Despite the availability of modern antiretroviral therapy (ART), neurocognitive impairment persists among some persons with HIV (PWH). We investigated the role of exposure to four major classes of ARTs in neurocognitive impairment in PWH. A single-site cohort of 343 PWH was recruited. Lifetime ART medication history was obtained from medical health records. We evaluated the role of ART exposure as a predictor of neurocognitive impairment using univariate analyses and machine learning, while accounting for potential effects of demographic, clinical, and comorbidity-related risk factors. Out of a total of 26 tested variables, two random forest analyses identified the most important characteristics of a neurocognitively impaired group (N = 59): Compared with a neurocognitively high-performing group (N = 132; F₁-score = 0.79), we uncovered 13 important risk factors; compared with an intermediate-performing group (N = 152; F₁-score = 0.75), 16 risk factors emerged. Longer lifetime ART exposure, especially to integrase inhibitors, was one of the most important predictors of neurocognitive impairment in both analyses (rank 2 of 13 and rank 4 of 16, respectively), superseding effects of age (rank 11/13, rank 15/16) and HIV duration (rank 13/13, rank 16/16). Concerning specific integrase inhibitors, the impaired group had significantly longer dolutegravir exposure (p = 0.011) compared with the high-performing group (p = 0.012; trend compared with the intermediate group p = 0.063). A longer duration to integrase inhibitor intake was negatively related to cognition in this cohort. Our findings suggest that possible cognitive complications of long-term exposure to integrase inhibitors, in particular dolutegravir, should be closely monitored in PWH.

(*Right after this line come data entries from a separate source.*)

PR #2540, opened 2025-03-18
wip: working distro flavors

willmurphyscode:


grype/db/v6/models.go
```diff
@@ -470,6 +470,10 @@ type OperatingSystem struct {
 
 	// Codename is the codename of a specific release (e.g. "buster" for debian 10)
 	Codename string `gorm:"column:codename;index,collate:NOCASE"`
+
+	// Designator is a string used to distinguish between different releases of the same version of the operating system
+	// such as RHEL-9.4-EUS vs RHEL-9
+	Designator string `gorm:"column:designator;index:os_idx,unique;index,collate:NOCASE"`
```
wagoodman: the data shape here is a non-breaking change, however based on the data that will be written, this is subtly a breaking change. Since we will now be writing in duplicates of the same fields except for the designator (e.g. rhel 9 & rhel 9+eus) which would break the index as far as older clients are concerned:
```
+----+--------+------------+---------------+---------------+---------------+----------+------------+
| id | name   | release_id | major_version | minor_version | label_version | codename | designator |
+----+--------+------------+---------------+---------------+---------------+----------+------------+
| 23 | redhat | rhel       | 9             |               |               |          | eus        |     <--- this row...
| 24 | redhat | rhel       | 9             | 2             |               |          | eus        |
| 25 | redhat | rhel       | 9             | 4             |               |          | eus        |
| 26 | redhat | rhel       | 9             |               |               |          |            |     <--- ... and this row
+----+--------+------------+---------------+---------------+---------------+----------+------------+
```
So if you use an old client to hydrate a new DB you'll get a constraint failure.

I think the RHEL 9 EUS should really be 9.0 EUS, I'll double check this (in which case this is not a breaking change)

wagoodman: Based on the underlying data what should have been written was 9.0 , not 9; I've fixed the bug and now there are no duplicate rows. However, we're going to want to keep this case in mind when adding tests.

grype/matcher/rpm/matcher.go
```diff
@@ -142,16 +142,132 @@ func (m *Matcher) matchPackage(store vulnerability.Provider, p pkg.Package) ([]m
...
+			FoundByGenerator: func(v vulnerability.Vulnerability) any {
+				return match.DistroResult{
+					VulnerabilityID:   v.ID,
+					VersionConstraint: v.Constraint.String(),
+				}
+			},
+		},
+		disclosures...)
+
+	resolutions, err := provider.FindVulnerabilities(
```
kzantow: What if the results from this call were directly translated into `IgnoreRules`?

grype/matcher/apk/matcher.go
```diff
@@ -26,240 +24,137 @@ func (m *Matcher) Type() match.MatcherType {
...
-				if len(nvdOnlyMatch.Vulnerability.Fix.Versions) > 0 {
-					nvdOnlyMatch.Vulnerability.Fix = vulnerability.Fix{
-						State: vulnerability.FixStateUnknown,
-					}
-				}
-				finalCpeMatches = append(finalCpeMatches, nvdOnlyMatch)
-			}
+	// we still need to raise up explicit ignore rules for every package that has a NAK vulnerability. Note that
+	// this is separate from the combination of disclosures and resolutions that we have already created. This is
+	// because NAKs should apply to results from other matchers, not just the APK matcher.
```
kzantow: This is an important assumption to talk through -- I'm not sure it's universally true

grype/search/version_constraint.go
```diff
@@ -20,27 +20,35 @@ func ByConstraintFunc(constraintFunc func(constraint version.Constraint) (bool,
 	return &constraintFuncCriteria{fn: constraintFunc}
 }
 
+type VersionCriteria struct {
+	Version version.Version
+	vulnerability.Criteria
+}
```
wagoodman, line 31: this might not be correct, since `constraintFuncCriteria` implements additionally the `MatchesConstraint` method (for the `VersionConstraintMatcher` interface)... I don't think type assertion for other callers would work the same way here (needs confirmation).

wagoodman: Fixed https://github.com/anchore/grype/pull/2540/commits/30220d3c02bad469ab01aefe79ae1e56ee61c5fa

wagoodman:
This PR is being replaced by #2787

尽管可以使用现代抗逆转录病毒疗法 (ART)，但某些 HIV 感染者 (PWH) 仍存在神经认知障碍。我们调查了暴露于四类主要 ART 在 PWH 神经认知障碍中的作用。招募了 343 名 PWH 的单站点队列。终身 ART 用药史是从医疗健康记录中获得的。我们使用单变量分析和机器学习评估了 ART 暴露作为神经认知障碍预测因子的作用，同时考虑了人口统计学、临床和合并症相关风险因素的潜在影响。在总共 26 个测试变量中，两个随机森林分析确定了神经认知受损组 ( N  = 59)的最重要特征： 与神经认知高表现组相比 (N  = 132；F ₁ -score = 0.79)，我们发现了 13 个重要的风险因素；与中等表现组（N  = 152；F ₁ -score = 0.75）相比，出现了 16 个风险因素。更长寿命的 ART 暴露，尤其是整合酶抑制剂，是两项分析中神经认知障碍最重要的预测因素之一（分别为 13 名中的第 2 名和 16 名中的第 4 名），取代年龄的影响（第 11/13 名，第 15 名/ 16) 和 HIV 持续时间（排名 13/13，排名 16/16）。关于特定的整合酶抑制剂， 与高性能组相比，受损组 ( p = 0.011) 的多替拉韦暴露时间显着延长( p  = 0.012；与中间组相比的趋势)p  = 0.063）。在该队列中，整合酶抑制剂摄入时间较长与认知呈负相关。我们的研究结果表明，在 PWH 中应密切监测长期接触整合酶抑制剂（尤其是多替拉韦）可能出现的认知并发症。